A number that is less than zero is known as a negative number and a number that is greater than zero is known as a positive number. Zero is neither positive nor negative.
Integers are a subset of the real numbers that consist of all the positive and negative whole numbers including zero. Integers can be represented as {...,-3,-2,-1,0,1,2,3,...} and are used in a variety of mathematical operations and applications such as counting, measuring, and describing quantities.
A negative number is written by putting a minus sign
Negative numbers are left of zero on the number line. A number and its opposite (or negative) are always the same distance from zero. The negative number -2 is just as far to the left of zero as 2 to the right of zero.
Let's take a real-world example where negative numbers are easily noticed. We measure temperature to know how hot or cold something is. Let's consider a scenario where the weather forecast predicts that tomorrow it will be 4 degrees colder than today. Today's temperature is 3 degrees celsius. What would the temperature be tomorrow? Let's find out using the number line below.
To find out what would be tomorrow's temperature, start at 3 and go back 4 steps.
Here we reach the temperature of -1. Notice that -1 is colder than 3.
As we go to the right of the number line the positive value increases, similarly as we go left to the number line negative value increases. But remember -100 is much smaller than -1. Numbers appearing farther to the right on the number line are larger or greater, while numbers appearing farther to the left are smaller or fewer.
Another situation where you notice negative numbers is in a bank statement. Let's consider a scenario where we deposited $300 last month and we receive a bank statement.
Last Month's Balance = 300
Gas station = -20
Departmental store = -50
Total Balance = 230
The negative numbers -20 and -50 represent expenditures, while the positive numbers represent a credit or deposit to the account.
Example 1: 2 − 5 = ?
Let's solve this with a number line
Move 5 times to the left of 2
2 - 5 = -3
To subtract, move backward, or to the left, on the number line.
Example 2: -2 + 2 = ?
Start with negative 2 and move right 2 times on the number line.

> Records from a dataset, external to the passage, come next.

PR #3201, opened 2024-09-05
Config: Make UDN mandatory

### LINKED ISSUE #2891: Gerbera 1.12 not showing up on the network
Hi Guys, I don't really have any ideas how to troubleshoot or find out what is the problem. I updated  to Kubuntu 23.10 - it comes with gerbera 1.12 (instead of 1.1 in the previous distro versions).

The previous versions worked normally. But the 1.12 does not show up on the TV, nor in the `gupnp-universal-cp` tool.

If I run the previous version (1.1) in VirtualBox, it shows up normally on all other devices on the network.

Please help me with troubleshooting

### LINKED ISSUE #3200: Warn user if `udn` is unset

We reach 0, so -2 + 2 = 0.
To add, move forward, or to the right, on the number line.
Example 3: -2 − 3 = ?
Start with negative 2 and move left 3 times in the number line.
-2 − 3 = -5
Example 4: -3 + 2 = ?
Here we are adding 2 to negative 3. Start with -3 and more 2 times right on the number line to reach -1.
-3 + 2 = -1
If a number has no sign it usually means that it is a positive number. For example, 5 is +5
Addition
When adding a positive to a positive or a negative to a negative, add them together and give them the same sign. For instance, 5 + 5 is equal to 10, while -5 + -7 is -12.
When adding a positive number and a negative number together, use subtraction by taking the absolute value — the numbers without their signs — and subtract the smaller from the larger. Then give the answer the sign of the larger number. For instance, -7 + 4 means you take 7, subtract 4 and give the answer a negative sign since the absolute value of -7 is greater than 4.
Subtraction
Subtracting a negative number from something is the same as adding a positive number to it. For example, to subtract the negative number −8 from the number 6 is the same as adding the number 6 and the number 8. In symbols:
6 − (-8) = 6 + 8 = 14
When subtracting a negative from a negative, such as -6 and -4, switch -4 to positive 4 and add the values together to have -6 + 4, giving -2 following the addition rules.
-6 − (-4) = -6 + 4 = -2
To subtract a positive and negative number, 12 - (-9), switch the -9 to 9 and add the values to get 21.
12 − (-9) = 12 + 9 = 21
Multiplication
A positive number multiplied by a negative number gives you a negative number. For example, to multiply the positive number 3 by the negative number -2 is the same as multiplying the number 3 by the number 2 and the result will have a negative sign.
(3) × (-2) = -6
A negative number multiplied by another negative number gives you a positive number. For example, to multiply the negative number -3 by the negative number -2 is the same as multiplying the number 3 by the number 2 but the answer is positive.
(-3) × (-2) = 6
Division
In division, rules vary slightly from multiplication.
A positive number divided by a positive is always positive. For example, when you divide the positive number 15 by the positive number 3, you will get 5.
15 ÷ 3 = 5
A negative number divided by a positive or a positive number divided by a negative will always be negative. For example, when you divide the negative number -15 by the positive number 3, you will get -5. Also, when you divide the positive number 15 by the negative number -3, you will get -5.
15 ÷ (-3) = (-5)
When dividing a negative number by a negative number, you divide the absolute value by each other and get a positive number. For example, when you divide the negative number -15 by the negative number -3, you will get 5.
(-15) ÷ (-3) = 5